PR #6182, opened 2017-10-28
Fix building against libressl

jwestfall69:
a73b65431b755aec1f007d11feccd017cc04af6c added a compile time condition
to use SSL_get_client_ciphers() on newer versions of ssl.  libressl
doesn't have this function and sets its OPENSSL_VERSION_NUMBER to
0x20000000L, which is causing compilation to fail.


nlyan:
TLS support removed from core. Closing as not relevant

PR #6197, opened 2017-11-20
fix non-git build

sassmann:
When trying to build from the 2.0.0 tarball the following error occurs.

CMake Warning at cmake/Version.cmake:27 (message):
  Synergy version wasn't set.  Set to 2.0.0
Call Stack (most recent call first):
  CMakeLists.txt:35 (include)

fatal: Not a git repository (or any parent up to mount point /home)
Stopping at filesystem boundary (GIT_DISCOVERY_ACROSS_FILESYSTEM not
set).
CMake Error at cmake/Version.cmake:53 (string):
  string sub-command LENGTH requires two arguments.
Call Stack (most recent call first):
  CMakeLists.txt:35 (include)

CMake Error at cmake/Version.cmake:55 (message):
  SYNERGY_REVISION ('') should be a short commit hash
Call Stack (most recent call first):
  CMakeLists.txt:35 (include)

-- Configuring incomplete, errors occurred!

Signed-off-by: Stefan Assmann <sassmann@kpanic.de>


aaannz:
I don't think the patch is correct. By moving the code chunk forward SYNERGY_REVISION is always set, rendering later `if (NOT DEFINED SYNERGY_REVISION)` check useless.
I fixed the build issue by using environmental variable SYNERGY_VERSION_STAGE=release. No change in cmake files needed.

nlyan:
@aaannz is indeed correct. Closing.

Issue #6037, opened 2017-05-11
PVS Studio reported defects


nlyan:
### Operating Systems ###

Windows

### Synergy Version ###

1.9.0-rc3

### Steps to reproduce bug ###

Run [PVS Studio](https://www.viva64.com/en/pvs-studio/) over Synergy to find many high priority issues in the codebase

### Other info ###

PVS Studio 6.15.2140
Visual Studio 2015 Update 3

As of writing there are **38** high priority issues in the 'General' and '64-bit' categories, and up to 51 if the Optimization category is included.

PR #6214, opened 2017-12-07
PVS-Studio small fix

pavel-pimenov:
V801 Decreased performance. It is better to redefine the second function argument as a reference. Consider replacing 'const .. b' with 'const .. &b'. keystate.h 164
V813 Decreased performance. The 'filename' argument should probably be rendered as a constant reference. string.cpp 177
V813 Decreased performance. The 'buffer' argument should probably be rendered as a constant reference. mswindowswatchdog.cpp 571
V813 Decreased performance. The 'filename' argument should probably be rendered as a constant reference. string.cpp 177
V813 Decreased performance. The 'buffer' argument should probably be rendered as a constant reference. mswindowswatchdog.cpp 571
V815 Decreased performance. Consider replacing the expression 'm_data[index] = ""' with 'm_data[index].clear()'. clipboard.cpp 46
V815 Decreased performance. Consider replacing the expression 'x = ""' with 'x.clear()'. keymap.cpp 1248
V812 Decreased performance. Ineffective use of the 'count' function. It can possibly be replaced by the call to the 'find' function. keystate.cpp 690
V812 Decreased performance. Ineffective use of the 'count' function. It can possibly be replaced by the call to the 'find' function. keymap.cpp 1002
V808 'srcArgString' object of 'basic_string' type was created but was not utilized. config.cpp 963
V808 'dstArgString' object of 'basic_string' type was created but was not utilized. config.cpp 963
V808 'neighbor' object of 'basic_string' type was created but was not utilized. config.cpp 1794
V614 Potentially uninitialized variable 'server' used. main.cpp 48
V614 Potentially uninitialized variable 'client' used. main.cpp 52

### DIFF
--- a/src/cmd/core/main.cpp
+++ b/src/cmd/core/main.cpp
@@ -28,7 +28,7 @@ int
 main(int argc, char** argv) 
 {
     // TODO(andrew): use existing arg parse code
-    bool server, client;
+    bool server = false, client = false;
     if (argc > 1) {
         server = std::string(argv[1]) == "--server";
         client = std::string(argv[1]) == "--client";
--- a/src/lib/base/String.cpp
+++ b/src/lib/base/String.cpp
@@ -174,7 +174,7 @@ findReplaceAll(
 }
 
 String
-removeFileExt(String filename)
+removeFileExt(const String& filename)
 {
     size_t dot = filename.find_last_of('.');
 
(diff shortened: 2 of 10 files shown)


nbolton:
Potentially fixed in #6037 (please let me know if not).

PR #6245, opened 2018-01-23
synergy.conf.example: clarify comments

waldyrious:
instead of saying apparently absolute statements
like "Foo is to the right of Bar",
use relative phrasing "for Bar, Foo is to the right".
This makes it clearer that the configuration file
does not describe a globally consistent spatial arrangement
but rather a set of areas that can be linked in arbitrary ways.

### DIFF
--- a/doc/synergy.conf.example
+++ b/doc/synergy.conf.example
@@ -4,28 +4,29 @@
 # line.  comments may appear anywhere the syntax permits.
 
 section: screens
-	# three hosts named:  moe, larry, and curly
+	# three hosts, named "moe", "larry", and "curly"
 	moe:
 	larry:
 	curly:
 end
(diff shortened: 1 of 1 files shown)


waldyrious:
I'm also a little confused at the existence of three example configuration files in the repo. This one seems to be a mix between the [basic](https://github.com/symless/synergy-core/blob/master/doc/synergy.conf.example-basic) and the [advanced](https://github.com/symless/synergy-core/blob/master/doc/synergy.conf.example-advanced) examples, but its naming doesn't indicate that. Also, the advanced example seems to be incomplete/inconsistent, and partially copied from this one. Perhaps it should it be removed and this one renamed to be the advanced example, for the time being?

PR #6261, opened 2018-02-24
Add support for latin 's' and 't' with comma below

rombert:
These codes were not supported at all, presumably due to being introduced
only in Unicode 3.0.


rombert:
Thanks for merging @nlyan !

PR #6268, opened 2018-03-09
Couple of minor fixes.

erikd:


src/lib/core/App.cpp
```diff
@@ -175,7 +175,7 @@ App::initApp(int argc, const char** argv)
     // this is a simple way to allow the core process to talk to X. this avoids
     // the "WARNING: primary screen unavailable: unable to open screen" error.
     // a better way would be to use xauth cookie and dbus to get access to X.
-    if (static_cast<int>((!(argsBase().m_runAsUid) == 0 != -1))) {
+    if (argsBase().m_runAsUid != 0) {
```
● ● ● ● ●
Requirement: Gather and copy every line of the data in which the string "incomplete" is found.

Answer below:
-- Configuring incomplete, errors occurred!
I'm also a little confused at the existence of three example configuration files in the repo. This one seems to be a mix between the [basic](https://github.com/symless/synergy-core/blob/master/doc/synergy.conf.example-basic) and the [advanced](https://github.com/symless/synergy-core/blob/master/doc/synergy.conf.example-advanced) examples, but its naming doesn't indicate that. Also, the advanced example seems to be incomplete/inconsistent, and partially copied from this one. Perhaps it should it be removed and this one renamed to be the advanced example, for the time being?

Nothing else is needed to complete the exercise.